Ini surat pertamaku.

Hei, kau, apa kau pernah merasa jatuh cinta? Kupikir jatuh cinta itu hanya bisa dialami oleh gadis-gadis di manga yang kubaca. Tapi ternyata aku salah.

*

Untuk sampai ke Perpustakaan Nasional, aku harus menempuh perjalanan sekitar 45 menit menggunakan bus kota. Awalnya aku hanya mengunjungi perpustakaan itu di akhir pekan jika bahan bacaanku telah habis kubaca. Tapi belakangan ini, intensitasku mengunjungi perpustakaan menjadi lebih sering dibanding biasanya. Dan itu karena..., kau. Ya, kau.

gambar pinjam di sini


Pukul empat sore. Beberapa hari lalu hujan yang turun tidak pada musimnya mulai mengguyur sepanjang Salemba. Dan seperti beberapa kisah manga yang pernah kubaca, aku bertemu denganmu di bawah sebuah atap perpustakaan yang melindungi kita dari terpaan air hujan. Ini pertemuan paling mainstream yang pernah terjadi sepanjang sejarah namun aku tetap mengalaminya. Tentu kau tidak menyadarinya karena banyak orang yang berteduh sore itu, barangkali mereka―termasuk kita, tidak terlalu peduli dengan ramalan cuaca? Tapi aku bersyukur untuk hal itu. Aku tersenyum, merasa teduh. Di sela-sela kesibukanku mengamati ritme air hujan yang jatuh, diam-diam aku memperhatikanmu. Kau tampak serius melindungi buku-buku tebal di dalam jaket dan mendekapnya erat serupa mendekap sesuatu yang sangat berharga. Hingga kacamata yang kau pakai pun mulai terlihat berembun dan membuat matamu yang hitam mengerjap-erjap. Lucu. Kau terlihat gelisah dan berkali-kali melihat ke arah jam yang melingkar di tanganmu. Hujan memang kerapkali datang tanpa prediksi, barangkali itu yang sedang kau pikirkan. Tidak usah ambil pusing, aku hanya mencoba menerka-nerka sebab aku pun berpikir hal yang sama. Tapi aku berhutang budi pada hujan sore ini, dan barangkali kau merasa sebaliknya? Tentu saja, aku tidak bisa memaksa arah pikiran kita untuk tetap sejalan, bukan?

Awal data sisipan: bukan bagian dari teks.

PR #4636, opened 2024-01-25
Add install instructions for ALCF's Polaris

roelof-groenewald:
Adding instructions for Polaris. These instructions are **mostly** copied from the Perlmutter instructions.
I'll make a couple comments directly on the changes for some issues I'm still having.

I've only tested GPU installation which is why I left the CPU instructions as *Under construction*.

PR #4664, opened 2024-02-03
Update Polaris install instructions

roelof-groenewald:
Follow-up to #4636.

### DIFF
--- a/Tools/machines/polaris-alcf/polaris_gpu_warpx.profile.example
+++ b/Tools/machines/polaris-alcf/polaris_gpu_warpx.profile.example
@@ -1,12 +1,16 @@
 # Set the project name
 export proj=""  # change me!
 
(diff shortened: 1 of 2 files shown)


Tools/machines/polaris-alcf/polaris_gpu_warpx.profile.example
```diff
@@ -1,12 +1,16 @@
 # Set the project name
 export proj=""  # change me!
 
+# swap to GNU programming environment (with gcc 11.2)
+module swap PrgEnv-nvhpc PrgEnv-gnu
+module swap gcc/12.2.0 gcc/11.2.0
```
ax3l, line 6: Checks out, CUDA 11.8 only works with GCC 11:
https://gist.github.com/ax3l/9489132

ax3l (approved):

Entah apa yang membuatku tidak bisa mengalihkan tatapan untuk menangkap kegelisahan di matamu. Hingga akhirnya kau memutuskan untuk menerobos hujan yang telah menjelma riak-riak kecil itu. Air berkecipak membasahi sepatumu, jaketmu dan rambut lurusmu.


Dan sejak detik itu, sejak hujan yang menjelma gerimis itu mengaburkan sosokmu, aku sudah mengingatmu.